The file includes a background report on the robbers. The interesting fact about the Plants was that they were Protestants. The family had aided the IRA during the Troubles and the Civil War. “During the Civil War both James and George became active irregulars and were regarded as both courageous and dangerous men.”

Further: “Both James and George are described as having taken part in looting and robberies during the period as a result of which they did not regard themselves safe from arrest until they left the country” – this would have been in 1924. They were said to have rescued cattle seized by the sheriff in 1923 and to have attacked two gardaí and seized their bicycles. But there was no real proof of this.

During the Civil War, George Plant was the “right-hand man” to a leading republican named Sheehan, who led a column in South Tipperary. “During this period George established an unenviable reputation as an unscrupulous gunman participating in numerous raids and robberies”. The brothers fled to Scotland, then to Canada, and finally to the US, where they lived in Chicago.
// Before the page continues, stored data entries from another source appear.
PR #2440, opened 2026-08-03
𝚫🏞️ GeoEnthalpyDelta Component and Tutorials for 2D version

vietbuiminh:
## Pull Request Checklist

Please confirm the following before marking the pull request as "Ready for Review"
(if any of the following items aren't relevant for your contribution please still
tick them so we know you've gone through the checklist):

- [x] The PR is opened in **draft mode**
- [x] The PR addresses a single feature, fix, or issue
- [x] Code has been linted and is free of style issues (`nox -s lint`)
- [x] All tests pass locally (`pytest`, or `nox -s test`)
- [x] Documentation builds without errors (`nox -s docs-build`)
- [x] A [**news fragment**](https://landlab.csdms.io/development/contribution/#news-entries) describing the change has been added
- [x] Relevant docstrings, examples, or changelog entries have been updated
- [x] Related issues or discussions are linked in the description (e.g., `Closes #1973`)

---

This pull request adds the new `GeoEnthalpyDelta` component to the Landlab package, making it available for import and use like other core components. The main changes involve registering the new component in the package's initialization files.

**Component registration:**

* Added import and export of the `GeoEnthalpyDelta` class in `src/landlab/components/geoenthalpy_delta/__init__.py`, and updated the `__all__` list to include it.
* Registered `GeoEnthalpyDelta` in the main `src/landlab/components/__init__.py` file by adding it to the import statements and the `__all__` list, ensuring it's accessible as part of the public API.

---

## Description

Adds `GeoEnthalpyDelta`, a new Landlab component implementing the 2D enthalpy-based delta model from Lorenzo-Trueba, Anderson, Bui, and Voller's GeoEnthalpy-Delta v1.0 manuscript (in preparation for Geoscientific Model Development).

No existing Landlab component handles the coupled subaerial/subaqueous (topset/foreset) delta problem with thresholded, slope-driven transport and mass-conserving evolution of the alluvial–bedrock transition, shoreline, and delta toe. Rather than tracking these geomorphic boundaries explicitly, the component evolves a single sediment-thickness field on a fixed grid using an explicit, positivity-preserving finite-volume update (lateral fluxes limited first, then a west-to-east downstream sweep), so the boundaries can be diagnosed afterward from the thickness and reconstructed-surface fields instead of being tracked as moving computational edges.

This version (v1.0) supports only a fixed, 2D non-erodible basement; an erodible/evolving basement is planned as a v1.1 follow-up.

Included:

[...]

PR #2441, opened 2026-08-03
✨Add a new component with pytest! GeoEnthalpyDelta

vietbuiminh:
Adds a new component, GeoEnthalpyDelta, that models 2D coupled subaerial and subaqueous delta evolution using a fixed-grid, enthalpy-based formulation with thresholded, slope-driven sediment transport. Sediment thickness is evolved on a fixed grid and the topset/foreset transport regime, mass conservation, and positivity of the deposit are covered by the accompanying tests.

Based on Lorenzo-Trueba, Anderson, Bui, and Voller, GeoEnthalpy-Delta v1.0 (manuscript in preparation for Geoscientific Model Development).

# Pull Request Guidelines

  not just *what* was changed.

---

## Pull Request Checklist

---

## Description

Adds `GeoEnthalpyDelta`, a new Landlab component implementing the 2D enthalpy-based delta model from Lorenzo-Trueba, Anderson, Bui, and Voller's GeoEnthalpy-Delta v1.0 manuscript (in preparation for Geoscientific Model Development).

No existing Landlab component handles the coupled subaerial/subaqueous (topset/foreset) delta problem with critical slope-driven transport and mass-conserving evolution of the alluvial–bedrock transition, shoreline, and delta toe. Rather than tracking these geomorphic boundaries explicitly, the component evolves a single sediment-thickness field on a fixed grid using an explicit, positivity-preserving finite-volume update (lateral fluxes limited first, then a west-to-east downstream sweep), so the boundaries can be diagnosed afterward from the thickness and reconstructed-surface fields instead of being tracked as moving computational edges.

This version (v1.0) supports only a fixed, 2D non-erodible basement; an erodible/evolving basement is planned as a v1.1 follow-up.

Included:

`landlab.components.GeoEnthalpyDelta`, wrapping the enthalpy finite-volume core around a `RasterModelGrid`.

---

## Related Issues

Following up of #2440
This PR is about the component, test, and news only.

### DIFF
--- a/src/landlab/components/geoenthalpy_delta/geoenthalpy_delta.py
+++ b/src/landlab/components/geoenthalpy_delta/geoenthalpy_delta.py
@@ -451,9 +451,7 @@ class GeoEnthalpyDelta(Component):
         # between calls is picked up as a shift in basement, while our
         # tracked thickness is left untouched.
         old_thickness = self._thickness.reshape(self.grid.shape)
-        elevation = self.grid.at_node["topographic__elevation"].reshape(
-            self.grid.shape
-        )
+        elevation = self.grid.at_node["topographic__elevation"].reshape(self.grid.shape)
         basement = elevation - old_thickness
         influx = self.grid.at_node["sediment__influx"].reshape(self.grid.shape)
         require_nonnegative(influx, name="sediment__influx")
--- a/src/landlab/components/geoenthalpy_delta/geoenthalpy_delta.py
+++ b/src/landlab/components/geoenthalpy_delta/geoenthalpy_delta.py
@@ -215,8 +215,7 @@ class GeoEnthalpyDelta(Component):
         self.initialize_output_fields()
 
         self._basement = (
-            grid.at_node["topographic__elevation"]
-            - grid.at_node["sediment__thickness"]
+            grid.at_node["topographic__elevation"] - grid.at_node["sediment__thickness"]
         )
 
         require_nonnegative(topset_threshold, name="topset_threshold")
@@ -378,9 +377,7 @@ class GeoEnthalpyDelta(Component):
             self.grid.at_node["sediment__thickness"].reshape(self.grid.shape).T.copy()
         )
         basement_xy = self._basement.reshape(self.grid.shape).T
-        influx_xy = (
-            self.grid.at_node["sediment__influx"].reshape(self.grid.shape).T
-        )
+        influx_xy = self.grid.at_node["sediment__influx"].reshape(self.grid.shape).T
 
         # Internal loop for running with user input dt
         for _ in range(n_steps):
--- a/src/landlab/components/geoenthalpy_delta/geoenthalpy_delta.py
+++ b/src/landlab/components/geoenthalpy_delta/geoenthalpy_delta.py
@@ -7,6 +7,9 @@ will account for an input (erodible) topography.
 import math
 
 import numpy as np
+from requireit import require_between
+from requireit import require_nonnegative
+from requireit import require_positive
 
 from landlab import Component
 from landlab import RasterModelGrid
@@ -138,10 +141,10 @@ class GeoEnthalpyDelta(Component):
         grid : RasterModelGrid
         sediment_flux : float, optional
             Total volumetric sediment input rate delivered through the
-            feeder (volume per time).
+            feeder (volume per time). Must be non-negative.
         feeder_width : float, optional
             Width, in grid-y units, of the sediment feeder positioned along
-            the grid's west (minimum-x) edge.
+            the grid's west (minimum-x) edge. Must be positive.
         feeder_y_center : float, optional
             Center, in grid-y coordinates, of the feeder. Defaults to the
             midpoint of the grid's y-extent.
@@ -152,18 +155,21 @@ class GeoEnthalpyDelta(Component):
         topset_threshold : (float, float), optional
             Critical slope thresholds, in the grid-x and grid-y directions
             respectively, above which topset (subaerial) transport occurs.
+            Must be non-negative.
         foreset_threshold : (float, float), optional
             Critical slope thresholds, in the grid-x and grid-y directions
             respectively, above which foreset (subaqueous) transport occurs.
+            Must be non-negative.
         topset_diffusivity : (float, float), optional
             Diffusivities for topset transport, in the grid-x and grid-y
-            directions respectively.
+            directions respectively. Must be positive.
         foreset_diffusivity : (float, float), optional
             Diffusivities for foreset transport, in the grid-x and grid-y
-            directions respectively.
+            directions respectively. Must be positive.
         cfl : float, optional
-            Courant-Friedrichs-Lewy stability factor (0, 1] used to pick a
-            stable time step automatically in :meth:`run_one_step`.
+            Courant-Friedrichs-Lewy stability factor used to pick a stable
+            time step automatically in :meth:`run_one_step`. Must be in
+            the interval (0, 1].
         """
         if not isinstance(grid, RasterModelGrid):
             raise TypeError(
@@ -178,6 +184,8 @@ class GeoEnthalpyDelta(Component):
 
         grid.at_node["topographic__elevation"][:] = grid.at_node["basement__elevation"]
 
+        feeder_width = require_positive(feeder_width, name="feeder_width")
+
         y_of_row = grid.y_of_node.reshape(grid.shape)[:, 0]
         if feeder_y_center is None:
             feeder_y_center = 0.5 * (y_of_row.min() + y_of_row.max())
@@ -190,14 +198,30 @@ class GeoEnthalpyDelta(Component):
                 "fall within the feeder."
             )
 
-        self._sediment_flux = sediment_flux
+        self._sediment_flux = require_nonnegative(sediment_flux, name="sediment_flux")
         self._sea_level_start = sea_level_start
         self._sea_level_rise_rate = sea_level_rise_rate
-        self._topset_threshold = topset_threshold
-        self._foreset_threshold = foreset_threshold
-        self._topset_diffusivity = topset_diffusivity
-        self._foreset_diffusivity = foreset_diffusivity
-        self._cfl = cfl
+
+        topset_threshold = require_nonnegative(
+            topset_threshold, name="topset_threshold"
+        )
+        foreset_threshold = require_nonnegative(
+            foreset_threshold, name="foreset_threshold"
+        )
+        topset_diffusivity = require_positive(
+            topset_diffusivity, name="topset_diffusivity"
+        )
+        foreset_diffusivity = require_positive(
+            foreset_diffusivity, name="foreset_diffusivity"
+        )
+        self._topset_threshold = tuple(float(v) for v in topset_threshold)
+        self._foreset_threshold = tuple(float(v) for v in foreset_threshold)
+        self._topset_diffusivity = tuple(float(v) for v in topset_diffusivity)
+        self._foreset_diffusivity = tuple(float(v) for v in foreset_diffusivity)
+
+        self._cfl = require_between(
+            cfl, 0.0, 1.0, inclusive_min=False, inclusive_max=True, name="cfl"
+        )
 
         self._time_elapsed = 0.0
 
@@ -212,7 +236,7 @@ class GeoEnthalpyDelta(Component):
 
     @sediment_flux.setter
     def sediment_flux(self, sediment_flux):
-        self._sediment_flux = sediment_flux
+        self._sediment_flux = require_nonnegative(sediment_flux, name="sediment_flux")
 
     @property
     def time_elapsed(self):
--- a/src/landlab/components/geoenthalpy_delta/geoenthalpy_delta.py
+++ b/src/landlab/components/geoenthalpy_delta/geoenthalpy_delta.py
@@ -364,15 +364,15 @@ class GeoEnthalpyDelta(Component):
             .reshape(self.grid.shape)
             .T.copy()
         )
-        basement_xy = self.grid.at_node["basement__elevation"].reshape(
-            self.grid.shape
-        ).T
+        basement_xy = (
+            self.grid.at_node["basement__elevation"].reshape(self.grid.shape).T
+        )
 
         # Internal loop for running with user input dt
         for _ in range(n_steps):
             H_xy = self._advance_substep(basement_xy, H_xy, substep_dt)
             self._time_elapsed += substep_dt
 
-        self.grid.at_node["topographic__elevation"][:] = (
-            self.grid.at_node["basement__elevation"] + H_xy.T.reshape(-1)
-        )
+        self.grid.at_node["topographic__elevation"][:] = self.grid.at_node[
+            "basement__elevation"
+        ] + H_xy.T.reshape(-1)
--- a/src/landlab/components/geoenthalpy_delta/geoenthalpy_delta.py
+++ b/src/landlab/components/geoenthalpy_delta/geoenthalpy_delta.py
@@ -32,7 +32,7 @@ class GeoEnthalpyDelta(Component):
     The land surface elevation is the sum of a fixed, non-erodible
     ``basement__elevation`` and a mobile sediment thickness ``H``:
     ``eta = eta_b + H``. Rather than tracking ``H`` as its own field, it is
-    exposed as the derived :attr:`sediment_thickness` property,
+    exposed through :meth:`calc_sediment_thickness`, which calculates
     ``topographic__elevation - basement__elevation``.
 
     Lateral (grid-y) fluxes between neighboring nodes are calculated first,
@@ -77,7 +77,7 @@ class GeoEnthalpyDelta(Component):
     >>> for _ in range(nsteps):
     ...     esd.run_one_step()  # dt chosen automatically for CFL stability
     ...
-    >>> model_volume = np.sum(esd.sediment_thickness) * grid.dx * grid.dy
+    >>> model_volume = np.sum(esd.calc_sediment_thickness()) * grid.dx * grid.dy
     >>> expected_volume = esd.sediment_flux * esd.time_elapsed
     >>> np.isclose(model_volume, expected_volume, rtol=1e-6)
     True
@@ -116,7 +116,7 @@ class GeoEnthalpyDelta(Component):
             "optional": False,
             "units": "-",
             "mapping": "node",
-            "doc": "Land surface elevation (basement__elevation + sediment thickness)",
+            "doc": "Land surface topographic elevation",
         },
     }
 
@@ -248,18 +248,26 @@ class GeoEnthalpyDelta(Component):
         """Sea level elevation at the current model time."""
         return self._sea_level_start + self._sea_level_rise_rate * self._time_elapsed
 
-    @property
-    def sediment_thickness(self):
-        """Thickness of the mobile sediment deposit at each node.
+    def calc_sediment_thickness(self):
+        """Calculate the thickness of the mobile sediment deposit at each node.
 
         Calculated as ``topographic__elevation - basement__elevation``
         rather than tracked as its own field, so it is always consistent
         with the two elevation fields even if another component modifies
-        them between calls to :meth:`run_one_step`.
+        them between calls to :meth:`run_one_step`. Clipped at zero in case
+        ``basement__elevation`` is above ``topographic__elevation``, which
+        can only happen if another component has moved one of the two
+        fields since this component last ran.
+
+        Returns
+        -------
+        ndarray
+            Sediment thickness at each node.
         """
-        return (
+        return np.maximum(
             self.grid.at_node["topographic__elevation"]
-            - self.grid.at_node["basement__elevation"]
+            - self.grid.at_node["basement__elevation"],
+            0.0,
         )
 
     def _calc_stable_time_step(self):
--- a/src/landlab/components/geoenthalpy_delta/geoenthalpy_delta.py
+++ b/src/landlab/components/geoenthalpy_delta/geoenthalpy_delta.py
@@ -7,6 +7,7 @@ will account for an input (erodible) topography.
 import math
 
 import numpy as np
+from requireit import ValidationError
 from requireit import require_between
 from requireit import require_nonnegative
 from requireit import require_positive
@@ -27,23 +28,27 @@ class GeoEnthalpyDelta(Component):
     This component is a structured Landlab wrapper around the core physics
     of a manuscript on 2D GeoEnthalpy-Delta modeling.
 
-    Sediment is supplied at the grid's west (minimum-x) edge according to the
-    ``sediment__influx`` field and is transported as a nonlinear,
-    slope-threshold diffusive flux. At every node the transport diffusivity and slope threshold
-    depend on whether that node is a "topset" (subaerial or shallow, ``eta >= Z``) or
-    "foreset" (below sea level, ``eta < Z``) node, where ``eta`` is the land
+    Sediment is supplied at every node according to the ``sediment__influx``
+    field (a per-node volumetric rate mixed into the local sediment
+    thickness before transport, each substep) and is transported as a
+    nonlinear, slope-threshold diffusive flux. At every node the
+    transport diffusivity and slope threshold depend on whether that
+    node is a "topset" (subaerial or shallow, ``eta >= Z``) or "foreset"
+    (below sea level, ``eta < Z``) node, where ``eta`` is the land
     surface elevation and ``Z`` is the (possibly time varying) sea level.
 
     The land surface elevation ``eta`` (``topographic__elevation``) is the
-    sum of a fixed, non-erodible basement elevation ``eta_b`` and a mobile
+    sum of a non-erodible basement elevation ``eta_b`` and a mobile
     sediment thickness ``H``: ``eta = eta_b + H``. Neither the basement nor
-    the sediment thickness is a field; both are tracked internally and
-    held fixed or updated, respectively, only by this component, so
-    another component sharing the grid can't corrupt them. The basement is
-    computed once at construction as
-    ``topographic__elevation - sediment_thickness`` (see
-    :attr:`sediment_thickness` to read the current thickness) and
-    held fixed for the lifetime of the component.
+    the sediment thickness is a field; the thickness is tracked
+    internally (see :attr:`sediment_thickness` to read it) and the
+    basement is re-derived, at the start of every :meth:`run_one_step`
+    call, as ``topographic__elevation - sediment_thickness``. Because
+    ``topographic__elevation`` is the only mutable field this component
+    exposes, another component can't corrupt the tracked thickness by
+    writing to a shared grid field; it can only shift the elevation,
+    which this component then reinterprets as a change in basement on
+    its next step.
 
     Lateral (grid-y) fluxes between neighboring nodes are calculated first,
     limited so that no node can lose more sediment than it holds. Downstream
@@ -55,6 +60,14 @@ class GeoEnthalpyDelta(Component):
     Because the transport scheme distinguishes an upstream (grid-x) and a
     cross-stream (grid-y) direction and assumes a uniform, structured grid,
     this component requires a :class:`~.RasterModelGrid`.
+
+    Every node, including those on the grid's perimeter, is part of the
+    active transport domain; no distinction is made based on
+    ``status_at_node``, except that construction raises a ``ValueError``
+    if any node is closed (``BC_NODE_IS_CLOSED``), since this component
+    would otherwise silently compute transport there anyway. No flux
+    crosses the grid's outer edges: sediment can only enter through
+    ``sediment__influx`` and never leaves the domain.
 
     Examples
     --------
@@ -84,7 +97,7 @@ class GeoEnthalpyDelta(Component):
     >>> nsteps = 50
     >>> for _ in range(nsteps):
     ...     component.run_one_step()  # dt chosen automatically for CFL stability
-    ...     component.sea_level += 0.1  # sea level rises by 0.1/step, set externally
+    ...     sea_level += 0.1  # sea level rises by 0.1/step, set externally
     ...
     >>> model_volume = np.sum(component.sediment_thickness) * grid.dx * grid.dy
     >>> expected_volume = np.sum(influx) * component.time_elapsed
@@ -155,15 +168,18 @@ class GeoEnthalpyDelta(Component):
         ``sediment__influx`` must already exist on the grid before this
         component is constructed. The component has no
         ``basement__elevation`` or ``sediment__thickness`` field: instead,
-        it tracks a fixed, non-erodible basement and the mobile sediment
-        thickness internally (see :attr:`sediment_thickness`), so
-        neither can be corrupted by another component writing to a shared
-        grid field. The basement is computed once at construction as
-        ``topographic__elevation - sediment_thickness`` and held
-        internally, never updated afterward. This means the initial
-        ``topographic__elevation`` you supply (e.g. from a DEM) should
-        already include any sediment thickness you pass in via
+        it tracks the mobile sediment thickness internally (see
+        :attr:`sediment_thickness`) and re-derives the basement, at the
+        start of every :meth:`run_one_step` call, as
+        ``topographic__elevation - sediment_thickness``. This means the
+        initial ``topographic__elevation`` you supply (e.g. from a DEM)
+        should already include any sediment thickness you pass in via
         *sediment_thickness*.
+
+        This component transports sediment at every node, including the
+        grid's perimeter, and raises ``ValueError`` if the grid has any
+        closed nodes (``status_at_node == grid.BC_NODE_IS_CLOSED``); no
+        other ``status_at_node`` distinction is honored.
 
         Sea level and sediment supply are both external forcing:
 
@@ -171,11 +187,13 @@ class GeoEnthalpyDelta(Component):
           via the :attr:`sea_level` property (or ``grid.at_grid``
           directly) between calls to :meth:`run_one_step`.
         - Sediment supply: set ``sediment__influx`` values (volume per
-          time) at nodes along the grid's west (minimum-x) edge before
-          construction. Those values define both the feeder's location
-          and its spatial distribution; their sum is the total sediment
-          supply rate. Update the field yourself between calls to
-          :meth:`run_one_step` for a time-varying or nonuniform supply.
+          time) at any node(s) before construction; a value at a given
+          node is mixed into that node's sediment thickness before
+          transport each substep. A west-edge feeder is just the special
+          case of setting influx only on the grid's west (minimum-x)
+          column. Must be non-negative and finite. Update the field
+          yourself between calls to :meth:`run_one_step` for a
+          time-varying or nonuniform supply.
 
         Parameters
         ----------
@@ -211,6 +229,15 @@ class GeoEnthalpyDelta(Component):
                 "structured (x, y) grid."
             )
 
+        if np.any(grid.status_at_node == grid.BC_NODE_IS_CLOSED):
+            raise ValueError(
+                "GeoEnthalpyDelta computes sediment transport at every "
+                "node, including the grid's perimeter, and does not honor "
+                "closed boundary nodes. The grid has one or more closed "
+                "nodes in status_at_node; open them before constructing "
+                "the component."
+            )
+
         super().__init__(grid)
 
         sediment_thickness = require_nonnegative(
@@ -219,7 +246,6 @@ class GeoEnthalpyDelta(Component):
         self._thickness = np.broadcast_to(
             sediment_thickness, (grid.number_of_nodes,)
         ).astype(float)
-        self._basement = grid.at_node["topographic__elevation"] - self._thickness
 
         require_nonnegative(topset_threshold, name="topset_threshold")
         require_nonnegative(foreset_threshold, name="foreset_threshold")
@@ -246,15 +272,11 @@ class GeoEnthalpyDelta(Component):
     def sea_level(self):
         """Sea level elevation, read from the ``sea_level__elevation`` grid field.
 
-        This is external forcing: update ``grid.at_grid["sea_level__elevation"]``
-        (or set this property) between calls to :meth:`run_one_step` if you
-        want sea level to vary with time.
+        This is external forcing owned by the caller: update
+        ``grid.at_grid["sea_level__elevation"]`` directly between calls to
+        :meth:`run_one_step` if you want sea level to vary with time.
         """
         return self.grid.at_grid["sea_level__elevation"]
-
-    @sea_level.setter
-    def sea_level(self, sea_level):
-        self.grid.at_grid["sea_level__elevation"] = float(sea_level)
 
     @property
     def sediment_thickness(self):
@@ -263,7 +285,9 @@ class GeoEnthalpyDelta(Component):
         Tracked internally rather than as a field, so it can't be
         corrupted by another component writing to a shared grid field.
         """
-        return self._thickness
+        thickness = self._thickness.view()
+        thickness.flags.writeable = False
+        return thickness
 
     def _calc_stable_time_step(self):
         """Calculate a Courant-Friedrichs-Lewy limited stable time step.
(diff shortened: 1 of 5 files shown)


src/landlab/components/geoenthalpy_delta/geoenthalpy_delta.py
```diff
@@ -0,0 +1,402 @@
...
+    Cfore_x,
+    Cfore_y,
+    Dtop_x,
+    Dtop_y,
+    Dfore_x,
+    Dfore_y,
+    dx,
+    dy,
+    dt,
+):
```
mcflugen: This function has too many parameters. I think it would probably make sense to turn this into a method of `GeoEnthalpyDelta` so that it can read data from the component. Maybe something like,
```python
def _advance_substep(self, basement, thickness, dt):
    ...
```

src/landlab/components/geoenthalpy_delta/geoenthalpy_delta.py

They went south to Mexico for a time where “they are understood to have been mixed up in the Civil strife” before returning to Chicago in 1927.

Conflict

This ‘civil strife’ was the Catholic peasant uprising against the Institutional Revolutionary Government. It is not clear what side the Plants, as Protestants, supported. It is unlikely that they were on the side of the Christeros; perhaps they merely took advantage of the social turmoil to rob a few more banks.

Convicted of the Tipperary robbery, the Plants were soon released and were again involved in IRA activities. In 1940, George Plant was ordered by Stephen Hayes to take action against a supposed informer named Devereux from Wexford. Devereux went to a meeting with Plant and was never again seen alive. For George Plant, the phrase “take care of an informer” meant only one thing: he had murdered Devereux.

At the end of September, the police found the remains of Michael Devereux in a cave in Tipperary: he had been shot in the back of the head and his body hidden under a pile of stones. His car had already been found broken up and scattered across the county. Soon after, George Plant and a colleague were arrested. An initial trial collapsed, when two witnesses withdrew their statements; but Plant was rearrested in the court. Tried before the Special Military Court, he was convicted and sentenced to death.

On March 5, 1942, George Plant was executed by a military firing squad. His career as a revolutionary bank robber was at an end.

But subversives were still boldly robbing banks and couriers in 1984. The transit of cash, and the heavy cost of the security provided by the police and army, was of great concern.

For those in Government, the file on George Plant (if they could have read it) would have been not so much an echo of past conflict as a reminder that, in Ireland, subversive crime, however dressed up, has a continuous history going back to the 19th Century.